Mit einem klaren Kontrastprogramm zur schwarz-gelben Koalition will Peer Steinbrück im Herbst 2013 für die SPD das Kanzleramt in Berlin zurückerobern. Der ehemalige deutsche Finanzminister wurde am Sonntag mit grosser Mehrheit zum Herausforderer von Bundeskanzlerin Angela Merkel (CDU) gewählt.
Auf einem Sonderparteitag in Hannover erhielt der 65-Jährige 93,5 Prozent der Stimmen. In seiner fast zweistündigen Rede legte er sich auf ein Bündnis mit den Grünen fest. Die knapp 600 Delegierten dankten mit mehr als zehnminütigem Applaus.
„Wir statt ich“
Steinbrück kündigte an, die soziale Gerechtigkeit zum zentralen Wahlkampfthema zu machen. „Deutschland braucht wieder mehr Wir und weniger Ich“, sagte der jetzt auch offizielle sozialdemokratische Kanzlerkandidat. „Es ist Zeit für einen Wechsel.“
Dabei stehe er selbst für die Wiederauflage einer grossen Koalition „nicht zur Verfügung“. Er wolle einen „ganzen Regierungswechsel“ und keinen halben. Steinbrück war von 2005 bis 2009 unter Merkel Finanzminister. Die nächste Bundestagswahl findet voraussichtlich Ende September 2013 statt.
Selbstkritische Töne
In Hannover ging Steinbrück auch auf die Kritik an seinen gut bezahlten Reden ein. An die Adresse seiner Partei sagte er: „Meine Vortragshonorare waren Wackersteine, die ich in meinem Gepäck habe und leider auch Euch auf die Schultern gelegt habe.“
Neben Kritik habe er aber auch „viel Solidarität“ erfahren.

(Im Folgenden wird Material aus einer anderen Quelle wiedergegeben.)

PR #77, opened 2018-04-23
Add HSTS header to every request

### LINKED ISSUE #58: Redirect http://wpt.fyi/ to https://wpt.fyi/ and use HSTS
Moved from https://github.com/web-platform-tests/results-collection/issues/128.

This would depend on builds.wpt.fyi using HTTPS, or moving it to another domain.

jeffcarp:
This adds an HSTS header to every request that expires after 1 year.
It also applies the rule to all subdomains (we should check if this is
feasible) and opts-in to the HSTS preload list.

Resolves #58

### DIFF
--- a/webapp/routes.go
+++ b/webapp/routes.go
@@ -54,7 +54,7 @@ func init() {
 
 func wrapHSTS(h http.HandlerFunc) http.HandlerFunc {
 	return http.HandlerFunc(func(w http.ResponseWriter, r *http.Request) {
-		value := "max-age=31536000; includeSubDomains; preload"
+		value := "max-age=31536000; preload"
 		w.Header().Add("Strict-Transport-Security", value)
 		h(w, r)
 	})
--- a/webapp/routes.go
+++ b/webapp/routes.go
@@ -33,18 +33,6 @@ func init() {
 
 		// Admin-only manual results upload.
 		"/admin/results/upload": adminUploadHandler,
-
-		// API endpoint for diff of two test run summary JSON blobs.
-		"/api/diff": apiDiffHandler,
-
-		// API endpoint for listing all test runs for a given SHA.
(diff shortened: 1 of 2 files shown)


jeffcarp:
IIRC this can't land until the subdomain situation is worked out (either TLS is added to http://builds.wpt.fyi or `includeSubDomains` is removed from this PR)

foolip:
I guess let's just not use `includeSubDomains` for now.

jeffcarp:
Rebased & removed `includeSubDomains`

Hexcles:
Given that proper TLS is required by #147 . We should enable HSTS.

What's the blocker of this PR? Does it just need to be resurrected & rebased?

jeffcarp:
No blockers I know of. I can rebase by EOW.

jeffcarp:
Rebased yesterday but looks like it's not through the woods yet. Will take another look as soon as I can.

jeffcarp:
Rebased again but Travis is still failing. I won't have time to dig into the error messages for another 1.5-2 weeks.

Hexcles:
Hmm, looks like after @mdittmer 's recent Docker cleanup, Travis doesn't know how to fold gcloud SDK installation logs, which makes it very hard to find out what exactly goes wrong. Perhaps we need to add the special markups to teach Travis to fold properly.

More directly related to this change: we now have another package that also installs a bunch of routes in the `init` function (`api/routes.go`). Do we need to repeat the same setup there (in which case we should probably just export `WrapHSTS`)? Or are you aware of any cleaner ways?

lukebjerring:
I'll clone this change and take it off your hands, Jeff. Thanks for authoring!

jeffcarp:
Thanks so much for taking this Luke!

Zu Beginn wurde seine Rede durch ein Plakat „Genug Kohle gescheffelt“ gestört, das Greenpeace-Mitglieder in die Höhe hielten.
„Neues Gleichgewicht“
Steinbrück versprach eine klare programmatische Alternative zum Bündnis aus Union und FDP. Gebraucht werde ein „neues Gleichgewicht“ in Deutschland und Europa.
Als Beispiele für eine andere Politik nannte Steinbrück einen flächendeckenden Mindestlohn, verbindliche Frauenquoten, die steuerliche Gleichstellung von gleichgeschlechtlichen Lebensgemeinschaften mit der Ehe sowie eine bessere Vereinbarkeit von Beruf und Familie. Das geplante Betreuungsgeld werde die SPD zurücknehmen.
Steinbrück liegt hinten
Steinbrück liegt derzeit in allen Umfragen deutlich hinter Merkel. Nach einer aktuellen Emnid-Umfrage der „Bild am Sonntag“ konnte auch die Union ihren Vorsprung gegenüber der SPD auf 40 zu 28 Prozent ausbauen. Die Grünen liegen derzeit bei 14 Prozent, die Linkspartei käme auf sieben Prozent.
Dagegen würden FDP (4 Prozent) und Piratenpartei (3 Prozent) an der Fünf-Prozent-Hürde scheitern. Damit könnte es weder ein schwarz-gelbes Bündnis geben noch hätte Rot-Grün eine Mehrheit.